Data excerpts:
::::::::
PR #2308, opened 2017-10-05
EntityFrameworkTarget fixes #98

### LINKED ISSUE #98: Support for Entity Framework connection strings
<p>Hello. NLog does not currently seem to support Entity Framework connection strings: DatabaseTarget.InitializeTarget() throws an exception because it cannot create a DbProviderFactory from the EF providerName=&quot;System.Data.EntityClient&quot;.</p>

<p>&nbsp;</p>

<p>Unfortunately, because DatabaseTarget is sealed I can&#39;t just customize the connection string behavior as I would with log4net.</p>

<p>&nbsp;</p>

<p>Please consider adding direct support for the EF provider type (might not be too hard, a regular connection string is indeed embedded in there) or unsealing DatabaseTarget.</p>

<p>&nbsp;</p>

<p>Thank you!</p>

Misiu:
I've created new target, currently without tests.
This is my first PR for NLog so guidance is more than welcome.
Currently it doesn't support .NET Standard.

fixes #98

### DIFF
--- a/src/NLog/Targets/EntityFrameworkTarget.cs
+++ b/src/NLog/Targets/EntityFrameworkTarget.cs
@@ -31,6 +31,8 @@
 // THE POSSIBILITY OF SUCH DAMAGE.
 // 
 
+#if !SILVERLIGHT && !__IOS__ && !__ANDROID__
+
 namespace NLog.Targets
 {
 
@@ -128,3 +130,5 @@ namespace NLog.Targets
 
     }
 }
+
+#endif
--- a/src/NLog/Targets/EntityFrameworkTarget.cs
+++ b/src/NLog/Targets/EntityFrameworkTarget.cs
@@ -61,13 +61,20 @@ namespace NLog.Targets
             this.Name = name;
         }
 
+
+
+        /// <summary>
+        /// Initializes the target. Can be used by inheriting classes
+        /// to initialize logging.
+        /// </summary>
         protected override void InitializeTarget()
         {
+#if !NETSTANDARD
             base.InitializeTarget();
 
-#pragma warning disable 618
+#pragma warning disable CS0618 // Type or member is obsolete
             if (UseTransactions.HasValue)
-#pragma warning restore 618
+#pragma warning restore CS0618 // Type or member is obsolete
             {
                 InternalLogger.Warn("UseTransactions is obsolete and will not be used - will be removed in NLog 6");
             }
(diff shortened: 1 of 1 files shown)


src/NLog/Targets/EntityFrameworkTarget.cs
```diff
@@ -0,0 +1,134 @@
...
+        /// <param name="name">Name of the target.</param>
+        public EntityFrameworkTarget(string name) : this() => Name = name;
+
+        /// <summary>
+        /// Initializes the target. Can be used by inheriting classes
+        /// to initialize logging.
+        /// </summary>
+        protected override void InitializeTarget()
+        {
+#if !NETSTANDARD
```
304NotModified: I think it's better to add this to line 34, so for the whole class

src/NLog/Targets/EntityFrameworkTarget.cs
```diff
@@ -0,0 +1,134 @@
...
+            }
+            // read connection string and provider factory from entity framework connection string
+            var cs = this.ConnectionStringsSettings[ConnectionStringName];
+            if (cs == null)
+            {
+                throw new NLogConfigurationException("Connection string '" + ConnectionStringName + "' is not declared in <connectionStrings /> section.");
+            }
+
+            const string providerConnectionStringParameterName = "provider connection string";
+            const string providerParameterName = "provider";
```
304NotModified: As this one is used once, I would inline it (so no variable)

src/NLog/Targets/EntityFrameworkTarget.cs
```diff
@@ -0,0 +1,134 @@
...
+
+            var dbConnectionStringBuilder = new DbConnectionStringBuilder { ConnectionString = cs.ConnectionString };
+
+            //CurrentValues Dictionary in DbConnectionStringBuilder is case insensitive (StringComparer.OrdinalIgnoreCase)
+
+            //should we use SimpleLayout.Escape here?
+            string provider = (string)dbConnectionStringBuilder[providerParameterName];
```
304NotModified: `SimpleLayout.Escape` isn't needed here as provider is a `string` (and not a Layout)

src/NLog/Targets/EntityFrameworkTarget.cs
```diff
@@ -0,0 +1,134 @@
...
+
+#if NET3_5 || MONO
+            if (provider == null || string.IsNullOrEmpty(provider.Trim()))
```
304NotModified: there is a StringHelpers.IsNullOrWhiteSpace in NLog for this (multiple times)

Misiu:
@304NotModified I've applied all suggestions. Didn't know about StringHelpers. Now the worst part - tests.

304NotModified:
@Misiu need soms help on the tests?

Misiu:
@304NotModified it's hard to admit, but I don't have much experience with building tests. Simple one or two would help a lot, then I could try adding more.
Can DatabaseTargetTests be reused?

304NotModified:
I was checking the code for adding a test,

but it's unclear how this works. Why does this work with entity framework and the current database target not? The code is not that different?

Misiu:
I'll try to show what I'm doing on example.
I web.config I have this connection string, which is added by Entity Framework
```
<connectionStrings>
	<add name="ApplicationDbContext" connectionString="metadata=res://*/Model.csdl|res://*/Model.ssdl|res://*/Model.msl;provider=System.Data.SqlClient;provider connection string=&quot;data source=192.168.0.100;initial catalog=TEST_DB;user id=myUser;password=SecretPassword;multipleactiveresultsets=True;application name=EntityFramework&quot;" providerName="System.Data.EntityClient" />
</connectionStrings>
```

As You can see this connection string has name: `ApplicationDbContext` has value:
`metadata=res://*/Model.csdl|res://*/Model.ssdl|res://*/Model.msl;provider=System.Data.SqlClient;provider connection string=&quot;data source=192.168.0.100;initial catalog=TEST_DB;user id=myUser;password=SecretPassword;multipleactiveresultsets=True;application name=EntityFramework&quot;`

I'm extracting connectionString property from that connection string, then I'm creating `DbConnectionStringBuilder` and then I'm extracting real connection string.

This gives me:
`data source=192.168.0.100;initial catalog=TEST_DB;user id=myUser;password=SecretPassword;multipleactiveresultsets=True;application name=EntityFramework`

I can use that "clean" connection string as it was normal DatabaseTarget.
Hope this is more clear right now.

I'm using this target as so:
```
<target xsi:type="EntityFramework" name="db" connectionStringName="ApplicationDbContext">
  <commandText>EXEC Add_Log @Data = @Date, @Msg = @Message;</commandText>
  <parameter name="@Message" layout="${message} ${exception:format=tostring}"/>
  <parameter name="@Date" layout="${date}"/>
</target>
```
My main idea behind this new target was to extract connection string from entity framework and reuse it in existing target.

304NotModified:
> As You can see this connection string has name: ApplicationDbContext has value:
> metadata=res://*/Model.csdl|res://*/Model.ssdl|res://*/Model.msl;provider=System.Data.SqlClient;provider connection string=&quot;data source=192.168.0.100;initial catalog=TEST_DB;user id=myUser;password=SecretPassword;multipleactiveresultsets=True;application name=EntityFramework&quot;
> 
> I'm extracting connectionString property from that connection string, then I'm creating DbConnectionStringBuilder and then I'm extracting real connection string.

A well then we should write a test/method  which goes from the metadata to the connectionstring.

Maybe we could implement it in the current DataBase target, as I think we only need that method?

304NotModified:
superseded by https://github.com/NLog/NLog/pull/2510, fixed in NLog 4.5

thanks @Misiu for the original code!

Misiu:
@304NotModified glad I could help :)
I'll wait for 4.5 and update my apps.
::::::::
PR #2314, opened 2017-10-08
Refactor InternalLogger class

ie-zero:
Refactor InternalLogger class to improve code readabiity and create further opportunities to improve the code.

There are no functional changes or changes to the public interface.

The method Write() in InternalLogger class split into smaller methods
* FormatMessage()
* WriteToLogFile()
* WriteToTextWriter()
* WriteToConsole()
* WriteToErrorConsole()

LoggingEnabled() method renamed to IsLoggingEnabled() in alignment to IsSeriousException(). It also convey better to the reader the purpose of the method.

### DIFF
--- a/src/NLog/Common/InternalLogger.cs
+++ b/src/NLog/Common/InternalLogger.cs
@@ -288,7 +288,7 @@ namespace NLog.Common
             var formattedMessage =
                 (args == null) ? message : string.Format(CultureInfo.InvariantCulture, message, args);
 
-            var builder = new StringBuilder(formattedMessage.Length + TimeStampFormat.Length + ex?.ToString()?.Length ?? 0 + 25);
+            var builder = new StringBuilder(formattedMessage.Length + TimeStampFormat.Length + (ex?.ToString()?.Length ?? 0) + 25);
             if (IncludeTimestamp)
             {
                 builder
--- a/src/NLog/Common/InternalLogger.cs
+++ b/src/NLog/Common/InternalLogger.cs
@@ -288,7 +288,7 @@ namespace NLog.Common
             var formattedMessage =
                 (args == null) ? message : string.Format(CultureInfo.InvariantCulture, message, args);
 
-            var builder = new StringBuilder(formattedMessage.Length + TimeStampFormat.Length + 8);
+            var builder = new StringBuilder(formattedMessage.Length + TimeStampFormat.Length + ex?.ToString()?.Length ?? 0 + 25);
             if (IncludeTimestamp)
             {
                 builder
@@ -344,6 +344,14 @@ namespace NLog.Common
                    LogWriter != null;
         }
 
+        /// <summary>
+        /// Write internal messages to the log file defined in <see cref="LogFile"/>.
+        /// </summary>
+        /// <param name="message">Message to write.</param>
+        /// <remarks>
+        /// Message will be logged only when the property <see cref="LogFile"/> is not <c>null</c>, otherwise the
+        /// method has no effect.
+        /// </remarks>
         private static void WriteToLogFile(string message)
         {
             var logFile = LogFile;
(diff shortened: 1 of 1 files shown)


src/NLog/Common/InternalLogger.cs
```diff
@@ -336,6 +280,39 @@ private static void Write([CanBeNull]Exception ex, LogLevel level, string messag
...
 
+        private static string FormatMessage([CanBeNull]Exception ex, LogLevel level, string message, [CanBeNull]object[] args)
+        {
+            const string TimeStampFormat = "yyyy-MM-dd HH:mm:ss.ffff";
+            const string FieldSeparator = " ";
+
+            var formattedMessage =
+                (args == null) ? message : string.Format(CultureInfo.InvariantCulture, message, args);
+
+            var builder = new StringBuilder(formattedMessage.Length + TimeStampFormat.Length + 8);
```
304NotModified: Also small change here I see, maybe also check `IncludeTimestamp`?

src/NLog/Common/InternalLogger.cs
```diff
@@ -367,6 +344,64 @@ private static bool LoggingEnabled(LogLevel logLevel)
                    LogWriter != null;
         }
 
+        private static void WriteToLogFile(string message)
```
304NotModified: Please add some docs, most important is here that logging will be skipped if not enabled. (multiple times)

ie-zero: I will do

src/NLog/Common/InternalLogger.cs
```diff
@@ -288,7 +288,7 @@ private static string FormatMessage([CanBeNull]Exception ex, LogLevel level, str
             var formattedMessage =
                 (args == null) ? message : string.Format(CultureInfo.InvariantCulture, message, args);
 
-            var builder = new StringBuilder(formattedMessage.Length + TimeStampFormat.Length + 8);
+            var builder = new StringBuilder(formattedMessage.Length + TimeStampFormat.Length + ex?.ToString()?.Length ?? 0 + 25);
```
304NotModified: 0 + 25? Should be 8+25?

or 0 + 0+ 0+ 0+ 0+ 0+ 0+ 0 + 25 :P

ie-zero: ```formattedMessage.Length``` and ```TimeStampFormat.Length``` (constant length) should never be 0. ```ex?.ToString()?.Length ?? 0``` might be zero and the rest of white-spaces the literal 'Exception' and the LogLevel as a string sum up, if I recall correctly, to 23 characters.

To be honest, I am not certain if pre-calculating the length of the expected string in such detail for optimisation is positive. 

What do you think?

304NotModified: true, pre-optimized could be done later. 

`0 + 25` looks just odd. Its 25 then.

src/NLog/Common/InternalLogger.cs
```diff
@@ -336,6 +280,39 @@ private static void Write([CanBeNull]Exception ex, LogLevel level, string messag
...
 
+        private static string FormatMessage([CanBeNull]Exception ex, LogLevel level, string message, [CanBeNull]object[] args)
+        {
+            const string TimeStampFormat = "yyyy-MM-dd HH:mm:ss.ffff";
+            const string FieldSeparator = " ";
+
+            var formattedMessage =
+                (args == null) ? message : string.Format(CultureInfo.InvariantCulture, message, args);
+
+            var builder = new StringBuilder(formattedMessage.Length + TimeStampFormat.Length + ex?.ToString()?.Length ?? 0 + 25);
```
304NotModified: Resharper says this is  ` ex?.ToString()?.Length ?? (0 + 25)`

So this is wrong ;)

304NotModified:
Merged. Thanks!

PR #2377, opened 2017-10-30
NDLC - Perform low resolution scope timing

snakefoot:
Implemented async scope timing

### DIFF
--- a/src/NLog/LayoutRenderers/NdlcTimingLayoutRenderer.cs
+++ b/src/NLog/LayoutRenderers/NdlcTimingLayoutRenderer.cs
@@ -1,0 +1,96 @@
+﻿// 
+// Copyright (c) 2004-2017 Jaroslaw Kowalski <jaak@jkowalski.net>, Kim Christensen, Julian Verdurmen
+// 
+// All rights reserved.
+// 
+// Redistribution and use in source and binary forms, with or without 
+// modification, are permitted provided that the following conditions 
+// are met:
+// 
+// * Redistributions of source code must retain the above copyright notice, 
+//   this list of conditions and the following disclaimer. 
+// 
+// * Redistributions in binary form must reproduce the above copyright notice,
::::::::
Task statement:
From the entries above, extract only the lines running from the one containing "--- a/src/NLog/LayoutRenderers/NdlcTimingLayoutRenderer.cs" through the one containing "with or without", inclusive.

Final answer:
--- a/src/NLog/LayoutRenderers/NdlcTimingLayoutRenderer.cs
+++ b/src/NLog/LayoutRenderers/NdlcTimingLayoutRenderer.cs
@@ -1,0 +1,96 @@
+﻿// 
+// Copyright (c) 2004-2017 Jaroslaw Kowalski <jaak@jkowalski.net>, Kim Christensen, Julian Verdurmen
+// 
+// All rights reserved.
+// 
+// Redistribution and use in source and binary forms, with or without 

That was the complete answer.